The incidence of the following adverse effects is higher with intravenous administration of moxifloxacin, with or without subsequent oral therapy.

Common: increased gamma-glutamyltransferase levels.

Uncommon: ventricular tachyarrhythmia, arterial hypotension, edema, antibiotic-associated colitis (including pseudomembranous colitis, in rare cases associated with life-threatening complications, see section "Special precautions for use"), seizures (including grand mal seizures) (see section "Special precautions for use"), hallucinations, renal dysfunction (including increased blood urea nitrogen and creatinine levels), renal failure (see section "Special precautions for use").

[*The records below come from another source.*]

PR #289, opened 2018-02-09
Added top nodes endpoint

agnessa:
I believe both the top destination countries and top exporters visualisations can be served by this endpoint, parametrised by `context_id`, `year` and `column_id` (node type id). By default returns 10 top nodes, but can be controlled with `n_nodes` parameter.

Top exporters for context:
`/api/v3/contexts/1/top_nodes?year_start=2014&year_end=2015&column_id=6`

Top destination countries for context:
`/api/v3/contexts/1/top_nodes?year_start=2014&year_end=2015&column_id=8`

```
{
   "data":{
      "context_id":1,
      "indicator":"Trade volume",
      "unit":"Tn",
      "targetNodes":[
         {
            "id":684,
            "name":"CHINA",
            "height":0.424452686663284,
            "value":41375771.5613432
         },
         {
            "id":424,
            "name":"BRAZIL",
            "height":0.2826774040085104,
            "value":27555475.7015545
         },
         {
            "id":1840,
            "name":"NETHERLANDS",
            "height":0.0402013223456854,
            "value":3918836.61501838
         },
         {
            "id":2766,
            "name":"SPAIN",
            "height":0.02792436117120467,
            "value":2722074.86280508
         },
         {
            "id":2857,
            "name":"THAILAND",
            "height":0.02705845937460778,
            "value":2637666.50339005
         },
         {
            "id":1324,
            "name":"INDIA",
            "height":0.02207863104146035,
            "value":2152231.38658876
         },
         {
            "id":1112,
            "name":"FRANCE",
            "height":0.01710709428594789,
            "value":1667604.5351911
         },
         {
            "id":1158,
            "name":"GERMANY",
            "height":0.01624610203964705,
            "value":1583674.76016934
         },
         {
            "id":2762,
            "name":"SOUTH KOREA",
            "height":0.01611762709852366,
            "value":1571150.98547712
         },
         {
            "id":1328,
            "name":"INDONESIA",
            "height":0.01597269870893941,
            "value":1557023.32383518
         }
      ]
   }
}
```

Column ids are now returned as part of the `contexts` call:

```
         "worldMap":{  
            "mapColumnId":8,
            "listColumnId":6
         },
```

### DIFF
--- a/app/models/api/v3/context.rb
+++ b/app/models/api/v3/context.rb
@@ -19,6 +19,25 @@ module Api
       validates :country, presence: true
       validates :commodity, presence: true, uniqueness: {scope: :country}
 
+      def is_visible?
+        country.present? &&
+        commodity.present? &&
+        country_context_node_type.present? &&
+        exporter_context_node_type.present?
+      end
+
+      def country_context_node_type
+        context_node_types.find do |cnt|
+          cnt.node_type.name == NodeTypeName::COUNTRY
+        end
+      end
+
+      def exporter_context_node_type
+        context_node_types.find do |cnt|
+          cnt.node_type.name == NodeTypeName::EXPORTER
+        end
+      end
+
       def self.select_options
         Api::V3::Context.includes(:country, :commodity).all.map do |ctx|
           [[ctx.country&.name, ctx.commodity&.name].join(' / '), ctx.id]
--- a/spec/support/gold_master_urls.yml
+++ b/spec/support/gold_master_urls.yml
@@ -63,7 +63,7 @@ json:
     name: get_map_base_data
     version: v2
     v3_ready: true
-    v3_url: /api/v3/contexts/1/map_groups
+    v3_url: /api/v3/contexts/1/map_layers
     queries:
       - params: context_id=1
         name: brazil_soy
@@ -71,7 +71,7 @@ json:
     name: get_map_base_data
     version: v2
     v3_ready: true
-    v3_url: /api/v3/contexts/2/map_groups
+    v3_url: /api/v3/contexts/2/map_layers
     queries:
       - params: context_id=2
         name: paraguay_soy
--- a/.codeclimate.yml
+++ b/.codeclimate.yml
@@ -21,6 +21,8 @@ engines:
         enabled: false
       IrresponsibleModule:
         enabled: false
+      InstanceVariableAssumption:
+        enabled: false
 
 ratings:
   paths:
--- a/app/controllers/api/v3/contexts_controller.rb
+++ b/app/controllers/api/v3/contexts_controller.rb
@@ -8,9 +8,12 @@ module Api
           includes(
             :country, :commodity, :context_property,
             readonly_recolor_by_attributes: :readonly_attribute,
-            readonly_resize_by_attributes: :readonly_attribute
+            readonly_resize_by_attributes: :readonly_attribute,
+            context_node_types: :node_type
           ).
-          all
+          references(:context_property).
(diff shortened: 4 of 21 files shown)


agnessa:
I'll add a change to `contexts` here as well, so back to WIP for a moment

agnessa:
needs to handle multi-year param

app/models/api/v3/context.rb
```diff
@@ -19,6 +19,25 @@ class Context < BlueTable
       validates :country, presence: true
       validates :commodity, presence: true, uniqueness: {scope: :country}
 
+      def is_visible?
```
tiagojsag: this seems to be slightly out of scope. could you explain how it works, please?

.rubocop_todo.yml
```diff
@@ -1,104 +1,165 @@
...
 
-# Offense count: 465
+# Offense count: 211
 # Configuration parameters: AllowHeredoc, AllowURI, URISchemes, IgnoreCopDirectives, IgnoredPatterns.
 # URISchemes: http, https
 Metrics/LineLength:
-  Max: 1095
-
-# Offense count: 44
+  Max: 80
```
tiagojsag: this is a bit more changes than I would expect. Are we addressing past issues too?

spec/support/gold_master_urls.yml
```diff
@@ -63,15 +63,15 @@ json:
     name: get_map_base_data
     version: v2
     v3_ready: true
-    v3_url: /api/v3/contexts/1/map_groups
+    v3_url: /api/v3/contexts/1/map_layers
```
tiagojsag: ?

app/models/api/v3/context.rb
agnessa: Sure, so we mentioned that each context should have an `EXPORTER` and `COUNTRY` node in order to be able to render the world map properly. We'll add checks in the validation service to detect this, but it will still be possible to have such contexts in the database. If it so happens, they should be suppressed from the `/contexts` response, and this method does a rough check for whether or not it's good to show a particular context. I guess when the validation service is merged it will be possible to replace it with a more succinct check e.g. `all_checks_passing` which checks for even more things, but in the meantime I only included this minimum to satisfy the requirements of the world map.

spec/support/gold_master_urls.yml
agnessa: This endpoint was renamed at some point, but the gold master definitions were not updated so I couldn't run the tests to check for any regressions in this PR. I still find those tests useful, so I thought better include an unrelated change here than forget about it again :)

agnessa:
Removed the rubocop config changes.

app/models/api/v3/context.rb
tiagojsag: ok, so this would be a system-wide setting, and not something limited to the world map endpoint, right? My concern here is that this might be perceived as a fully functional "hide this context in the whole site" flag, which I'm not sure we want to have/support.

spec/support/gold_master_urls.yml
tiagojsag: ah ok

app/models/api/v3/context.rb
agnessa: Maybe this is not the most clever way, but I definitely think we need a way to disable a context from being active system-wide if we have reason to expect it will break things in any of the parts of the site. For example, if it doesn't have the EXPORTER or COUNTRY node the sankey will likely break as well as the world map. I could remove this check from this PR and add a more robust version in the validation PR.

PR #292, opened 2018-02-10
Port sankey reset on no flow from old rpo

tiagojsag:


sorodrigo:
screen shot 2018-02-12 at 13 02 57

I don't really like the styles tho. Will talk with @juancarlosalonso about it.

PR #293, opened 2018-02-12
Feat/webpack perf mod

sorodrigo:
Some weekend performance mods based mainly on this [guide](https://developers.google.com/web/fundamentals/performance/webpack/).

Rebased against #275 

So let's wait until that is merged. ✌️


frontend/package.json
```diff
@@ -82,6 +91,7 @@
     "downshift": "^1.22.5",
     "find-parent": "^2.0.2",
     "highlight-words-core": "^1.1.2",
+    "jest": "^22.1.4",
```
tiagojsag: do we really need this as a prod dependency?

frontend/package.json
```diff
@@ -51,28 +53,35 @@
...
     "webpack": "^3.10.0",
+    "webpack-dashboard": "^1.1.1",
     "webpack-dev-server": "^2.9.7",
-    "webpack-merge": "^4.1.1"
+    "webpack-merge": "^4.1.1",
+    "why-did-you-update": "^0.1.0"
   },
   "dependencies": {
     "@turf/bbox": "^5.1.5",
+    "babel-jest": "^22.1.0",
```
tiagojsag: and this?

frontend/scripts/actions/tool.actions.js
```diff
@@ -420,7 +420,7 @@ export function loadLinks() {
     }
 
     const selectedBiomeFilter = state.tool.selectedBiomeFilter;
-    if (selectedBiomeFilter && selectedBiomeFilter.name && selectedBiomeFilter.value !== 'none') {
+    if (selectedBiomeFilter && selectedBiomeFilter.name && selectedBiomeFilter.name !== 'none') {
```
tiagojsag: did you test this in the browser to make sure it doesn't break something?

frontend/scripts/__tests__/utils/stateURL.test.js
```diff
@@ -0,0 +1,41 @@
+import { filterStateToURL } from '../../utils/stateURL';
```
tiagojsag: any reason for the funky folder name? can't it just be "tests"?

frontend/config/webpack.config.js
```diff
@@ -4,21 +4,39 @@ const path = require('path');
...
+  },
   output: {
     filename: '[name].[chunkhash].js',
     chunkFilename: '[name].[chunkhash].js',
     path: path.resolve(__dirname, '..', 'dist'),
     publicPath: '/'
   },
   plugins: [
-    new webpack.optimize.CommonsChunkPlugin({ name: 'common' }),
+    new webpack.optimize.CommonsChunkPlugin({ name: 'common', minChunks: 3 }),
```
tiagojsag: This doesn't seem to be test related. could you explain, please?

frontend/config/webpack.config.prod.js
```diff
@@ -6,11 +6,8 @@ const UglifyJSPlugin = require('uglifyjs-webpack-plugin');
 module.exports = merge(webpackBaseConfig, {
   devtool: 'source-map',
   plugins: [
+    new webpack.optimize.ModuleConcatenationPlugin(),
     new webpack.HashedModuleIdsPlugin(),
-    new UglifyJSPlugin({
```
tiagojsag: we're not screwing IE8 anymore? :P

sorodrigo: New version changed the config options and now support for `ie8` is false by default.

frontend/config/webpack.config.js
sorodrigo: The test specific branch is #275 . This is related to performance improvements. Sets a minimum of 3 common chunks in order to extract a module into the common bundle.

frontend/package.json
sorodrigo: 👍

frontend/package.json
sorodrigo: 👍

frontend/scripts/actions/tool.actions.js
sorodrigo: yep

sorodrigo:
@agnessa I included testing docs in the README 👍

sorodrigo:
@agnessa apparently travis is installing node by default. Adding `npm install` to `before_script` worked, tests are passing 🎉  !!!

I don't know if we should explicitly include node, what do you think?

agnessa:
great! if they’re passing l guess let’s just let them be. Specifying node explicitly might unnecessarily increase the build time; that being said, if we depend on a specific version of node and the one installed by default is not the same we might run into trouble later on, but for now it's great it was possible to get this running without big changes.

Description of selected adverse reactions

Rarely, after treatment with other fluoroquinolones, adverse effects have been reported that may also potentially occur during treatment with moxifloxacin: increased intracranial pressure (including idiopathic intracranial hypertension), hypernatremia, hypercalcemia, hemolytic anemia.

Anxiety, suicidal thoughts, panic attacks, neuralgia, and disturbances in attention concentration are potential aspects of prolonged and disabling adverse reactions induced by fluoroquinolones, which may lead to loss of work capacity.

Reporting of suspected adverse reactions.

Reporting suspected adverse reactions after the authorization of a medicinal product is important. It allows continued monitoring of the benefit/risk balance of the medicinal product. Healthcare professionals are required to report any suspected adverse reactions through the national reporting system.

Shelf life.

3 years.

Storage conditions.

Store in the original packaging at a temperature not exceeding 25 °C. Keep out of the reach of children.

Incompatibilities.

The moxifloxacin infusion solution must not be administered simultaneously with other incompatible solutions, including: 10% sodium chloride solution; 20% sodium chloride solution; 4.2% sodium bicarbonate solution; 8.4% sodium bicarbonate solution. This medicinal product should not be mixed with other medicinal products except those specified in the section "Special precautions for safety."

Packaging.

250 mL of solution in a vial, 1 vial per cardboard box.

Prescription status. Prescription only.

Manufacturer.

VEM ILAC San. ve Tik. A.S., Turkey.

Manufacturer's address and location of activity.

Cerkezkoy Organize Sanayi Bolgesi, Karaagac Mahallesi, Fatih Bulvari No: 38, Kapakli/Tekirdag/Turkey.